Ich schüttele den Kopf.

Er seufzt und nimmt mir die Speisekarte ab. »Dann lass mich für uns beide bestellen. Lass mich dich mit etwas überraschen, das du ganz sicher lieben wirst.«

Einen Moment lang möchte ich ihm widersprechen. Ich möchte ihm mit jeder Faser meines Seins sagen, dass ich mir selbst etwas aussuchen kann, doch ich halte mich zurück, weil ich weiß, dass er nicht mein Vater ist. Dass er mich nicht tyrannisieren, sondern lediglich beeindrucken will. Heute könnte ohne Weiteres der letzte Tag sein, an dem überhaupt irgendein Mann Rücksicht auf mich nimmt. Es wäre doch bescheuert, einen solchen Augenblick verstreichen zu lassen.

Mein Blick schweift über Erics Gesicht – seine kurzen blonden Haare, seine braunen Augen, wie er mich anlächelt. Niemand hat mich jemals so angeschaut wie er, als würde er mich wirklich sehen. Dann fällt mein Blick auf seine Lippen, und wie ein scharfer Stich des Verlangens durchzuckt mich. Nie wieder werde ich ihn küssen. Nie wieder werde ich mit jemandem zusammen sein, der sich für mich entschieden hat und der mich wirklich will.

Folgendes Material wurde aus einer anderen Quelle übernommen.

PR #2545, opened 2026-05-27
Update Timer_List_T.cpp

okan-nako:
Since increasing id_counter_ can lead to an overflow, we propose adding an overflow check.

## Bug Fixes

* Improved timer identifier assignment to prevent counter overflow issues during long-running scheduling, resulting in more reliable timer behavior over time.

### DIFF
--- a/ACE/ace/Timer_List_T.cpp
+++ b/ACE/ace/Timer_List_T.cpp
@@ -210,8 +210,15 @@ ACE_Timer_List_T<TYPE, FUNCTOR, ACE_LOCK, TIME_POLICY>::schedule_i (const TYPE &
 
   if (n != 0)
   {
-    long id = this->id_counter_++;
-
+    long id = this->id_counter_;
+    if (this->id_counter_ < LONG_MAX)
+    {
+      this->id_counter_++;
+    }
+    else
+    {
+      this->id_counter_ = 0;
+    }
     if (id != -1) {
       n->set (type, act, future_time, interval, 0, 0, id);
       this->schedule_i (n, future_time);


ACE/ace/Timer_List_T.cpp
```diff
@@ -210,8 +210,15 @@ ACE_Timer_List_T<TYPE, FUNCTOR, ACE_LOCK, TIME_POLICY>::schedule_i (const TYPE &
 
   if (n != 0)
   {
-    long id = this->id_counter_++;
-
+    long id = this->id_counter_;
+    if (this->id_counter_ < LONG_MAX)
```
jwillemsen, line 214: std::numeric_limits<long>::max(), prefix increment, and could id ever be -1?

okan-nako: Yes, current type of "id_counter_" is "long" (Timer_List_T.h:# 211 --> long id_counter_;), we encountered even the overflow (-1).

jwillemsen: But with the new proposed code, I don't see how it can become -1, or do I miss something?

okan-nako: in case "long id = this->id_counter_++;", "id" becomes "-1" when overflow happens.

jwillemsen: That was in the old code, now you check < LONGMAX

jwillemsen (changes requested):

ACE/ace/Timer_List_T.cpp
okan-nako: in the old code, when overflow happens, id was becoming -1. Now we check < LONGMAX and -1 doesnt happen any more.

»Wie viel kostet ein Zimmer hier?«, frage ich ihn. Die Worte kommen mir über die Lippen, noch ehe der Gedanke sich vollständig gebildet hat und mir die damit verbundenen Konsequenzen bewusst werden.

Eric setzt sich gerade hin und zupft an seinem Hemdkragen. »Nicht sehr viel«, antwortet er und grinst nervös.

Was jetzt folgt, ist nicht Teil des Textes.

PR #2555, opened 2026-07-22
Compile fixes for SSL on Windows 64bit

jwillemsen:
## Summary by CodeRabbit

* **Refactor**
  * Clarified platform-aware `select()` width/range handling across SSL accept/connect, proxy connector, SSL stream, and related example event loops without changing behavior.
  * Updated Win32 OpenSSL file-descriptor assignment to use safer integer casting.
  * Streamlined a small SSL context variable initialization in DH parameter loading.
* **Style**
  * Minor cleanup to make readiness/event-loop `select()` calculations more explicit.


jwillemsen:
Fixed https://github.com/DOCGroup/bugzilla/issues/4179

PR #2586, opened 2026-09-21
Value initialize IDL struct members

jwillemsen:
Value initialize IDL struct members to prevent unitialized reads which could potentially trigger MARSHAL exceptions when sending a struct with an unitialized boolean with compiler optimizations enabled

## Summary by CodeRabbit

- **Bug Fixes**
  - Generated IDL structures, exceptions, valuetypes, and valueboxes now initialize fundamental members to defined default values.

Im Bewusstsein seiner Lüge erwidere ich sein Lächeln. Alle Windsor-Hotels haben fünf Sterne. Ich könnte mir hier keine Übernachtung leisten, nehme aber an, dass es für einen Rechtsanwalt wie Eric nicht ganz so unerschwinglich ist.

Sein Blick wandert über meinen Körper, bleibt kurz an meiner Brust hängen, dann schaut er weg. »Ich bin sicher, wir können uns das Abendessen auch aufs Zimmer bringen lassen«, sagt er und schluckt schwer.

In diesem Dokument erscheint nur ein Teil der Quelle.